[[ Available records, beginning ]]

PR #6064, opened 2018-02-21
Do not use an incorrect comparison of strings with an integer.

OriginalSin:
Hi Guys!
Do not use an incorrect comparison of strings with an integer.

### DIFF
--- a/src/layer/tile/GridLayer.js
+++ b/src/layer/tile/GridLayer.js
@@ -365,7 +365,7 @@ export var GridLayer = Layer.extend({
 		if (zoom === undefined) { return undefined; }
 
 		for (var z in this._levels) {
-			if (this._levels[z].el.children.length || z === zoom) {
+			if (this._levels[z].el.children.length || z == zoom) {
 				this._levels[z].el.style.zIndex = maxZoom - Math.abs(zoom - z);
 				this._onUpdateLevel(z);
 			} else {
--- a/src/layer/tile/GridLayer.js
+++ b/src/layer/tile/GridLayer.js
@@ -365,12 +365,13 @@ export var GridLayer = Layer.extend({
 		if (zoom === undefined) { return undefined; }
 
 		for (var z in this._levels) {
-			if (this._levels[z].el.children.length || z == zoom) {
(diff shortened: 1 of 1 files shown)


IvanSanchez:
Hi @OriginalSin , 

Why is that comparison incorrect? Under which circumstances does it provoke an error? When proposing a change, it's always better to explain what problem you're trying to solve, or what use case is improved by it.

Also note that we enforce usage of `===` in the linting rules, so changing this actually breaks the build.

OriginalSin:
Because this code print `false`:
var hash = {};
hash[5] = true;
for( var key in hash) {
  console.log(key === 5)
}

OriginalSin:
Also check the _removeTilesAtZoom, which does not work if the parameter is a string.

IvanSanchez:
But how does this fail when using a leaflet map with a `TileLayer`?

OriginalSin:
I think if you zooming very active.

cherniavskii:
@OriginalSin can you please provide an example, which reproduces the issue solved by this PR?

OriginalSin:
@cherniavskii Hi, I can only suggest inserting `console.log` or `alert` in the code:

_removeTilesAtZoom: function (zoom) {
       for (var key in this._tiles) {
            if (this._tiles [key] .coords.z! == zoom) {
               continue;
            }
            console.log ('is this code execute sometimes ????', this._tiles [key] .coords.z, zoom, this._tiles [key] .coords.z === zoom);
            this._removeTile (key);
       }
},

and try to find such a case when we see the message.
I say that **this function does nothing - never**.

OriginalSin:
Yes, I understand that.
The only consequences (that I think it was possible by this code) is that with active zooming on DOM there are left containers from severa zooms.
default

johnd0e:
> Because this code print `false`:

@OriginalSin
Nice catch!

But this wrong pattern seems common in Leaflet, so we need to fix all such cases.

johnd0e:
Cleaner solution would be using [`Object.keys()`](https://developer.mozilla.org/en-US/docs/Web/JavaScript/Reference/Global_Objects/Object/keys) instead, but it is available only since IE 9.

mourner:
Superceded by #7123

[[ Available records, end ]]

# Requirement:
Your answer should be one number: the count of lines in the data above that include the word "hash".

# Answer to this problem:
3